サンプリング・システムにおける気化の制御方法
サンプリング・システムにおける気化の制御方法
2019年3月12日 | Jon Kestner
サンプルを気化させることは簡単ではなく、また、常に気化が可能とは限りません。 しかし、サンプリング・システムの分析器がガス用で、サンプルが液体だった場合は、液体をガスに変換するしかありません。 このプロセスは、「気化」または「瞬間気化」と呼ばれています。 このプロセスの目的は、すべての液体サンプルを、成分組成を変化させずに、一瞬にしてガスに変換することです。
気化のプロセスに進む前に、まず「蒸発」と「気化」の違いをきちんと理解することが重要です。 蒸発は温度上昇によって徐々に生じ、気化は圧力降下によって瞬時に生じます。

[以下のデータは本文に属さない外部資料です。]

PR #897, opened 2023-12-05
fix: correctly print the excluded tests, if any

tosky:
When setting the list of excluded tests, The debug instruction was printing the list of allowed tests, not the excluded ones.

- [x] No testing executed, just code inspection, but the change looks trivial enough.

### DIFF
--- a/ci_framework/roles/tempest/tasks/tempest-tests.yml
+++ b/ci_framework/roles/tempest/tasks/tempest-tests.yml
@@ -92,6 +92,6 @@
         dest: "{{ cifmw_tempest_artifacts_basedir }}/exclude.txt"
         content: "{% for test in cifmw_tempest_tests_skipped %}{{ test }}\n{% endfor %}"
 
-    - name: Show tests to be executed
+    - name: Show tests to be excluded
       ansible.builtin.debug:
-        msg: "{{ cifmw_tempest_tests_allowed }}"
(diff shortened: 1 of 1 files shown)


tosky:
@arxcruz

ci_framework/roles/tempest/tasks/tempest-tests.yml
```diff
@@ -92,6 +92,6 @@
         dest: "{{ cifmw_tempest_artifacts_basedir }}/exclude.txt"
         content: "{% for test in cifmw_tempest_tests_skipped %}{{ test }}\n{% endfor %}"
 
-    - name: Show tests to be executed
```
cjeanner, line 95: so you'd rather want to print only the excluded ones? Maybe printing both listing would be better?

tosky: Please check the previous block, or rather the whole file. This file contains a set of 4 blocks, the first two handle the allowed and skipped tests when a skiplist is specified, the second two handle the allowed and skipped tests when a direct list of tests is specified. The last block printed the wrong information before this patch.

cjeanner: heh, probably a wild copy/paste - fine!

cescgina (commented):
/lgtm

PR #903, opened 2023-12-06
Update default value for the layout config

cjeanner:
While it would make more sense to remove any default value, we can't for
now due to jobs that may depend on it.

So this patch just ensure we don't show any unsupported parameter.

### DIFF
--- a/ci_framework/roles/libvirt_manager/defaults/main.yml
+++ b/ci_framework/roles/libvirt_manager/defaults/main.yml
@@ -42,8 +42,6 @@ cifmw_libvirt_manager_configuration:
       # GB
       memory: "{{ cifmw_libvirt_manager_compute_memory }}"
       cpus: "{{ cifmw_libvirt_manager_compute_cpus }}"
-      start_ip: 192.168.122.100
-      subnet_mask: 255.255.255.0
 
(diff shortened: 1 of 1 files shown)


cjeanner:
recheck

ci_framework/roles/libvirt_manager/defaults/main.yml
```diff
@@ -42,8 +42,6 @@ cifmw_libvirt_manager_configuration:
       # GB
       memory: "{{ cifmw_libvirt_manager_compute_memory }}"
       cpus: "{{ cifmw_libvirt_manager_compute_cpus }}"
-      start_ip: 192.168.122.100
-      subnet_mask: 255.255.255.0
```
marios, line 46: would be nice to have more context about the vars you are removing in the commit message e.g. "vars were deprecated after [1]"

marios (commented):
i have no context about the vars being removed so kind of hard to say if this is a good idea or not :)

but yes it removes two vars start_ip and subnet_mask

ci_framework/roles/libvirt_manager/defaults/main.yml
cjeanner: I don't even think it was used at some point actually... I just happen to have eyed in that file while doing the README update for the proper structure and saw those 2 params :/.

cjeanner:
recheck

raukadah:
recheck

PR #915, opened 2023-12-07
Corrections to the reproducer role and doc

cjeanner:
We need to get the kubeconfig on the crc node in order to edit its
configuration during the bootstrap step of the job.

Also, the inventory pointed in the doc was wrong.


raukadah (commented):
/approve

raukadah:
recheck error: unable to default to a user name: the server is currently unable to handle the request (get users.user.openshift.io ~)

PR #992, opened 2024-01-03
[networking_mapping] Add the Ansible wrapper role

pablintino:

### DIFF
--- a/plugins/action/ci_net_map.py
+++ b/plugins/action/ci_net_map.py
@@ -1,0 +1,325 @@
+#!/usr/bin/env python3
+
+# Copyright Red Hat, Inc.
+# Apache License Version 2.0 (see LICENSE)
+
+from __future__ import absolute_import, division, print_function
+
+__metaclass__ = type
+
+import typing
+
+DOCUMENTATION = r"""
+---
+action: ci_net_map
+
+short_description: Maps the Networking Definition to a Networking Env. Definition
+
+description:
+- Takes the Networking Definition, and based on Ansible facts and a set of
+  rules, translates that info into a valid Networking Env. Definition.
+- This task plugin requires networking facts to be present for every
+  instance referenced in the Networking Definition.
+- Partial mappings are allowed to allow infrastructure bootstrapping based on the
+  mapping result even without already deployed instances.
+
+options:
+  networking_definition:
+    description:
+    - The Networking Definition as a dictionary.
+    type: dict
+    required: true
+  interfaces_info:
+    description:
+    - Dict that contains the list of MAC addresses of each instance to be mapped.
+    - Each dict entry is a list of dicts with at least a `mac` field.
+    - Each item in the list is an interface in a given infrastructure network.
+    - If not passed a partial map is done.
+    type: iterable
+    required: false
+  network_name:
+    description:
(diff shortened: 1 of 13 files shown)


roles/networking_mapper/README.md
cjeanner, line 1: please update the README :)

roles/networking_mapper/defaults/main.yml
```diff
@@ -0,0 +1,27 @@
...
+
+
+# All variables intended for modification should be placed in this file.
+# All variables within this role should have a prefix of "cifmw_networking_mapper"
+cifmw_networking_mapper_basedir: >-
+  {{
+    cifmw_basedir | default(ansible_user_dir ~ '/ci-framework-data')
+  }}
+cifmw_networking_mapper_infra_dir: "/etc/ci/env"
+cifmw_networking_mapper_networking_def_path: "{{ cifmw_networking_mapper_infra_dir }}/networking-definition.yml"
```
cjeanner, line 25: if you want to keep lines shorter, you may use the `path_join` filter. We should consider this (included myself) when we have long paths.

roles/networking_mapper/vars/main.yml
cjeanner, line 1: we can remove this file if empty

cjeanner (changes requested):

plugins/action/ci_net_map.py
```diff
@@ -0,0 +1,148 @@
...
+- This task plugin requires networking facts to be present for every 
+  instance referenced in the Networking Definition.
+- Partial mappings are allowed to allow infrastructure bootstrapping based on the
+  mapping result even without already deployed instances.
+
+options:
+  networking_definition:
+    description:
+    - The Networking Definition as a dictionary.
+    type: str
```
cescgina, line 30: Does this mean that `networking_definition` should be passed as a string containing a dictionary, or the type should be dict?

roles/networking_mapper/README.md
pablintino: Done.

viroel:
in a first pass, looks good

plugins/action/ci_net_map.py
```diff
@@ -0,0 +1,325 @@
...
+            dict(task_vars["hostvars"]),
+            task_vars["groups"],
+            options=networking_mapper.NetworkingMapperOptions.from_dict(task_args),
+        )
+
+        try:
+            mapping_result = (
+                mapper.map_complete(networking_definition, interfaces_info_dict)
+                if is_complete_map
+                else mapper.map_partial(networking_definition)
```
lewisdenny, line 317: If `interfaces_info` is not provided `else mapper.map_partial(networking_definition)` handles it? I see `interfaces_info` is optional, what is the use case for a partial map?

pablintino: Yes, it's handled internally properly. That use case is for scenarios where the bootstraping of resources like instances or the networking of the instance requires networking information such as MTU, network ranges, lack or presence of IPv6, etc. For those scenarios the mapper can be called twice, one first call to perform a best effort map without the instances (or part of them only) and a second call with the mac addresses of each instance that will output the entire mapping.

cjeanner (approved):

PR #998, opened 2024-01-04
Enable compute accesses from the controller-0

cjeanner:
Until now, we had to check the IP in the ansible inventory. While it
works "well" when it comes to mono-hypervisor, the ssh command is a bit
more complicated to tweak when it comes to multi-hypervisor.

Note: it also has another patch, fixing the default NIC for CRC node.


cjeanner:
recheck

cjeanner:
/hold

some templating issues - working on it right now

psathyan (approved):
/lgtm

lewisdenny (approved):

PR #995, opened 2024-01-04
Refactor: Simplify Ansible tasks for directory creation and variable inclusion

son-vyas:
Refactor: Simplify ansible tasks for directory creation and variable inclusion
- remove loop in directory creation task for 'kustomizations/controlplane'
- directly use 'cifmw_control_plane_ceph_backend_include_vars' in include_vars task without loop
- enhance playbook efficiency and readability by eliminating unnecessary loops

As a pull request owner and reviewers, I checked that:
- [x] Appropriate testing is done and actually running
- [x] Appropriate documentation exists and/or is up-to-date:
  - [x] README in the role
  - [x] Content of the docs/source is reflecting the changes

PR #1000, opened 2024-01-04
Fix used of cifmw_control_plane_ceph_backend_include_vars

viroel:
This PR is a follow up from #995, which converts some single element loops into a single var call, but ceph_backends still provides a list of a single element to it.

  - [X] README in the role

### DIFF
--- a/scenarios/centos-9/ceph_backends.yml
+++ b/scenarios/centos-9/ceph_backends.yml
@@ -1,6 +1,5 @@
 ---
-cifmw_control_plane_ceph_backend_include_vars:
-  - "{{ cifmw_basedir }}/artifacts/pre_deploy_ceph_deploy.yml"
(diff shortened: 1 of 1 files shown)


cjeanner:
/lgtm
wondering if there may be any usecase where we'd want to get a list? @fultonj or @fmount maybe?

viroel:
> /lgtm wondering if there may be any usecase where we'd want to get a list? @fultonj or @fmount maybe?

This is only used in a kustomization hook that we added, not used in HCI deploy. The idea is to include vars from previous hook (ceph-toy), when creating openstack storage backend kustomizations.[1]

[1] https://github.com/openstack-k8s-operators/ci-framework/blob/main/hooks/playbooks/control_plane_ceph_backends.yml#L9

fultonj (commented):
+2

lewisdenny (approved):
Thanks @viroel

raukadah (approved):
/approve

PR #1004, opened 2024-01-05
Remove unused adoption job

cescgina:
Remove data-plane adoption job that deploys standalone in a nested vm,
since we have a new job that supercedes it.

### DIFF
--- a/zuul.d/adoption.yaml
+++ b/zuul.d/adoption.yaml
@@ -152,11 +152,10 @@
                 ip: 172.19.0.100
                 config_nm: false
 
-# TODO(marios) remove this definition after new OSP17 job is running and stable
 - job:
-    name: cifmw-data-plane-adoption-github-rdo-centos-9-extracted-crc
-    parent: content-provider-data-plane-adoption-github-rdo-centos-9-extracted-crc
-    files: &dpa_job_files
+    name: cifmw-data-plane-adoption-OSP-17-to-extracted-crc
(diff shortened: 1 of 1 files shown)


cescgina:
recheck

zuul.d/adoption.yaml
```diff
@@ -152,11 +152,10 @@
                 ip: 172.19.0.100
                 config_nm: false
 
-# TODO(marios) remove this definition after new OSP17 job is running and stable
 - job:
-    name: cifmw-data-plane-adoption-github-rdo-centos-9-extracted-crc
-    parent: content-provider-data-plane-adoption-github-rdo-centos-9-extracted-crc
-    files: &dpa_job_files
+    name: cifmw-data-plane-adoption-OSP-17-to-extracted-crc
+    parent: content-provider-data-plane-adoption-OSP-17-to-extracted-crc
```
pablintino, line 157: Is not the firstime I hear complains (and I complain too) about using uppercase names here. Is really necessary?

cescgina: I have no strong opinion either way, but if we want to change it I would do it in a dedicated PR and duplicating it first, since there are other jobs that inherit from it, wdyt @marios?

marios: ack ... cleanup is definitely on the agenda for this quarter, including the job names and removing unnecessary duplicate definition (with only slightly different names)

marios (approved):

PR #1005, opened 2024-01-05
Add test-operator role

lpiwowar:
This patch introduced [test-operator](https://openstack-k8s-operators.github.io/test-operator/) role. The role first spawns a test-operator, then creates an instance of the Tempest CRD which initiates creation of tempest pod. Finally, it waits for the end of the tests execution and copies artifacts from the tempest pod to a predefined directory.

  - [x] README in the role

### DIFF
--- a/roles/test_operator/README.md
+++ b/roles/test_operator/README.md
@@ -1,0 +1,45 @@
+# Test operator
+
+Execute tests via the [test-operator](https://openstack-k8s-operators.github.io/test-operator/).
+
+## Parameters
+
+* `cifmw_test_operator_artifacts_basedir`: (String) Directory where we will have all test_operator related files. Default value: `{{ cifmw_basedir }}/tests/test_operator` which defaults to `~/ci-framework-data/tests/test_operator`
+* `cifmw_test_operator_namespace`: (String) Namespace inside which all the resources are created. Default value: `openstack`
+* `cifmw_test_operator_index`: (String) Full name of container image with index that contains the test_operator. Default value: `quay.io/openstack-k8s-operators/test-operator-index:latest`
+* `cifmw_test_operator_timeout`: (Integer) Timeout in seconds for the execution of the tests. Default value: `3600`
+* `cifmw_test_operator_logs_image`: (String) Image that should be used to collect logs from the pods spawned by the test-operator. Default value: `quay.io/quay/busybox`
+* `cifmw_test_operator_concurrency`: (Integer) Tempest concurrency value. Default value: `8`
+* `cifmw_test_operator_cleanup`: (Bool) Delete all resources created by the role at the end of the testing. Default value: `false`
+* `cifmw_test_operator_default_groups`: (List) List of groups in the include list to search for tests to be executed. Default value: `[ 'default' ]`
+* `cifmw_test_operator_default_jobs`: (List) List of jobs in the exclude list to search for tests to be excluded. Default value: `[ 'default' ]`
+* `cifmw_test_operator_dry_run`: (Boolean) Whether test-operator should run or not. Default value: `false`
+
+* `cifmw_test_operator_tempest_registry`: (String) The registry where to pull tempest container. Default value: `quay.io`
+* `cifmw_test_operator_tempest_namespace`: (String) Registry's namespace where to pull tempest container. Default value: `podified-antelope-centos9`
+* `cifmw_test_operator_tempest_container`: (String) Name of the tempest container. Default value: `openstack-tempest`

段階的に温度を上昇させても、サンプルを気化させることはできません。 蒸発は加熱によって生じますが、さらに熱を加えても蒸発するスピードが速くなるだけです。 混合サンプルにおいて、一部の化合物が他よりも先に蒸発すると、分別気化が発生するおそれがあります。 気化は、適切に行われるとすべての化合物が同時に気化するため、サンプルの成分組成が変化しません。
気化にはさまざまな落とし穴があります。 サンプル全体が迅速に気化しなかった場合、期せずして気化と蒸発の両方が生じ、サンプルが分別気化してしまうことがあります。 分別気化して化合物が混ざり合った状態のサンプルは、もはや分析に使用することはできません。
分別気化が発生すると、沸点の低い成分が先に気化して分析器に到達し、沸点の高い成分は液体状態のままで残る事象は、サンプリング・システムで多く発生しています。 最終的にすべてのサンプル成分が気化し、ガス状態になったとしても、そのガスの成分組成は、分別気化を起こす前の成分組成とは異なっており、プロセス配管から取り出した状態の成分を代表するものではなくなります。 温度、圧力、流量を調整することで、適切な気化が実現でき、正確な分析結果が得られます。
気化について理解する
サンプルを気化させる場合には、一般的に「気化器」と呼ばれる、液体サンプルに熱を加える機能を持った減圧レギュレーターを使用します。気化は、以下の3段階のプロセスで構成されています。 まず、サンプルは液体の状態で気化器に導入されます。 この段階では、液体サンプルにバブリング(沸騰)が発生していないことが重要です。
次に、液体サンプルが気化器内を通過すると、瞬時に大幅な圧力降下が生じて液体がガス化します。 同時に熱が加わって、サンプルがガス化した状態を維持します。
最後に、液体サンプルを迅速にガス状態に遷移させることによって、気化したガス・サンプルは液体サンプルの時の成分組成を保ち、正確な分析が可能になります。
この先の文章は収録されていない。